Crazy, mobile, ever-shifting American truth now resides in Ms. Bening’s 52-year-old face. Her age is significant, just as the fact that she seems not to have done any cover-up work on her face is significant. The Kids Are All Right is like a defiant gesture to an industry that discards actresses at the age of 40, as well as to a culture that has every woman, young and old, walking around tormented and stuck inside the burqa of a commercialized ideal of feminine beauty. To top it all off, Ms. Bening’s postmodern simultaneity reaches the pitch of perfection in this film: She is the masculine-feminine harmony that, in Aristophanes’ old parable, got tragically split into the two sexes. Yet her character is essentially, timelessly conservative. She is a lesbian Father Knows Best.

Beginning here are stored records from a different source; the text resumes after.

PR #3541, opened 2023-06-05
Nerfs Lobby Music

fira:
# About the pull request

Reduces default volume of Lobby Music and makes it stop on joining the game.

Unfortunately have to reduce volume because the volume preferences are not saved.

Shamelessly untested

Less intrusive, and as with my 2 previous PRs on the topic, should discourage new people from just closing the window right away.

# Changelog
:cl:
fix: Lobby Music is a bit quieter and should now stop properly when you spawn in.
/:cl:

### DIFF
--- a/code/modules/client/client_defines.dm
+++ b/code/modules/client/client_defines.dm
@@ -42,7 +42,7 @@
 	var/played = 0
 	var/midi_silenced = 0
 	var/datum/soundOutput/soundOutput
-	var/list/volume_preferences = list(1, 0.5, 1, 0.7)//Game, music, admin midis, lobby music
+	var/list/volume_preferences = list(1, 0.5, 1, 0.6)//Game, music, admin midis, lobby music
 
 		////////////
 		//SECURITY//


code/modules/client/client_defines.dm
```diff
@@ -42,7 +42,7 @@
 	var/played = 0
 	var/midi_silenced = 0
 	var/datum/soundOutput/soundOutput
-	var/list/volume_preferences = list(1, 0.5, 1, 0.85)//Game, music, admin midis, lobby music
+	var/list/volume_preferences = list(1, 0.5, 1, 0.7)//Game, music, admin midis, lobby music
```
morrowwolf, line 45: I am a fellow lobby music enthusiast but uuuh... it's *really* loud. Can we go down to like... half?

morrowwolf (changes requested):

code/modules/client/client_defines.dm
fira: It's not a linear scale AFAIK so half is a lot quieter, but we could further decrease it at 0.6 or 0.5

Keep in mind also not all tracks have the same volume, we could try reducing the audio volume of the outlier files directly

fira:
```suggestion
	var/list/volume_preferences = list(1, 0.5, 1, 0.6)//Game, music, admin midis, lobby music
```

Along with the superb Julianne Moore’s unabashedly ripening face, Ms. Bening’s deepening lines and the loosening skin on her neck and her life-heavy eyes tinted with wisdom and humor compose a kind of quiet militancy. The Russians once had Anna Akhmatova, the symbol of strong, enduring Russian women who kept their families and society together as their men were executed or disappeared into the gulag. We have Annette Bening. If she can flip the bird to shallow aesthetics, flaunt her beauty through her aging and survive even Warren Beatty, then America has a future in its decline.